The last author that I would like to look at very briefly, Joseph Priestley, seems to be saying something contrary to what is stated above. In The Organization of Scientific Research Priestley discusses the societies of Europe that pursuing knowledge and how they could be the foundation for a system which would increase the current rate of education and discovery. He suggests that the large societies split themselves up into smaller parts and that then each part should be given some amount of funding. These smaller parts could then be split into members, who would then pursue the knowledge that they desire, instead of the desires of the whole society. This would allow each member to do as they desire, which would also be what they have the most interest in, and allow for an increase in knowledge, instead of having members work on projects that they would rather not work on. However, Priestley also suggests that each member write up their results for analysis by the whole.

So, instead of having large groups of individuals perform an experiment, each member is allowed to do as they please. This will, naturally, allow the results of such experiments to be slightly skewed, in certain cases, as the experimenter probably has some goal that they would like to obtain. However, Priestley's lack of discussing this could mean either that he does not believe it will happen, or that he does not have a solution. If we assume the former case, then our point of experience being the most important aspect of knowledge remains, but, is troubled. After all, while each member is doing an experiment, they are not doing every experiment. As Priestley points out though, if each member did do each experiment the information would not increase as he would like it to. Instead, information would stay at the same approximate level of release. This then raises the question of what is more important, the amount of knowledge of the quality of knowledge.

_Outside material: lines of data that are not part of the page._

PR #115, opened 2022-05-24
Add enum utilities and add enum with holes support

lchenut:
Add one macro and one procedure:
- macro enumRangeOrd(e: type[enum]): untyped
Creates an array with all the ordinal value of an enum (sorted by default from what I saw)
```nim
type
  Test = enum
    A1 = 1, B1 = 2, C1 = 3
  TestWithHoles = enum
    A2 = 1, B2 = 3, C2 = 5
assert(enumRangeOrd(Test) == [ 1, 2, 3 ])
assert(enumRangeOrd(TestWithHoles) == [ 1, 3, 5 ])
```
- proc contains(e: type[enum], v: SomeInteger): bool
With the macro described above, it checks if an integer is in the enum, in order to use someInt in / notin RandomEnum

In addition to that, I use those two macro/proc to implement the hole management in the macro hasHoles and the proc checkEnumAssign

### DIFF
--- a/stew/objects.nim
+++ b/stew/objects.nim
@@ -1,5 +1,6 @@
 import
-  macros
+  macros,
+  sequtils
 
 template init*(lvalue: var auto) =
   mixin init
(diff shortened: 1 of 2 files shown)


stew/objects.nim
```diff
@@ -67,41 +68,34 @@ proc baseType*(obj: RootObj): cstring =
...
-    return newLit(true)
+macro enumRangeOrd*(a: type[enum]): untyped =
+  ## This macro returns an array with all the ordinal values of an enum
+  let
+    values = a.getType[1][1..^1]
+    valuesOrded = values.mapIt(newCall("ord", it))
+  newNimNode(nnkBracket).add(valuesOrded)
+
+proc contains*(e: type[enum], v: SomeInteger): bool =
+  v in enumRangeOrd(e)
```
Menduist, line 79: You could optimize for non-holes enum a bit here:
```nim
when e.hasHoles:
  v in enumRangeOrd(e)
else:
  v in e.low ..< e.high
```

lchenut: Done it, but the _high_ must be included though.

Menduist (changes requested):
This PR doesn't work when used with other types than `int`

Eg, `5.byte in SomeEnum`

Also, since `hasHoles` is used in `contains`, put it first

Menduist (approved):

stew/objects.nim
```diff
@@ -67,41 +68,36 @@ proc baseType*(obj: RootObj): cstring =
...
+  let len = T.getType[1].len - 2
+
+  quote: `T`.high.ord - `T`.low.ord != `len`
+
+proc contains*[I: SomeInteger](e: type[enum], v: I): bool =
+  when I is uint64:
+    if v > int.high.uint64:
+      return false
+  when e.hasHoles():
+    v.int64 in enumRangeOrd(e).mapIt(it.int64)
```
zah, line 90: Using `mapIt` here would be a bit inefficient as it would allocate a sequence just to perform the check. It would be better to directly produce an `int64` array in `enumRangeOrd`.

PR #1, opened 2019-11-22
Masks example notebook

takluyver:
It should now be easy to make masks using the geometry, and you don't need to assemble images to use the mask - e.g. if you want to sum intensity in a given region.

I've put together an example to highlight this.


tmichela:
One remark on the form: It seems that people use the masks the other way around (mask zones to ignore),
else LGTM

takluyver:
I thought both ways are used in different places? In any case, it's a good
point that we should mention inverting the mask with ~mask.

tmichela:
> I thought both ways are used in different places?

OK, I'm probably biased by the kind of experiment I've seen most

takluyver:
I've added a note about how to get the other kind of mask.

tmichela:
Thansk; LGTM

fangohr:
Thanks - looks great.

PR #4, opened 2019-12-16
Fix compare() method

### LINKED ISSUE #3: Compare arrowheads dwarf the actual geometry
```python
geom.compare(geom2)
```

image

Probably related to the switch from pixel units to metres.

This question, however, was not the question that I wished to answer here. Instead, I wanted to focus on experience as being the most important value of the Age of Reason, if one had to pick only one value. How one acts on knowledge, as well as how religion and God plays into knowledge is not, while excellent values, the values that I wished to discuss. Bacon discusses these other values in the New Atlantis, but not so much as he does experience. Those thinkers following Bacon, such as John Locke and Marquis de Condorcet, also discuss religion and how one should use knowledge, but it is experience that is, if one accepts Descartes thesis as one must, the primary, and perhaps only, way to gain knowledge.

Bibliography:

1. Bacon, Francis, New Atlantis and The Great Instauration: Revised Edition, ed. Jerry Weinberger, Harlan Davidson, Inc (Illinois, 1989).

2. Kramnick, Isaac (ed.), The Portable Enlightenment Reader, Penguin Books (New York, 1995).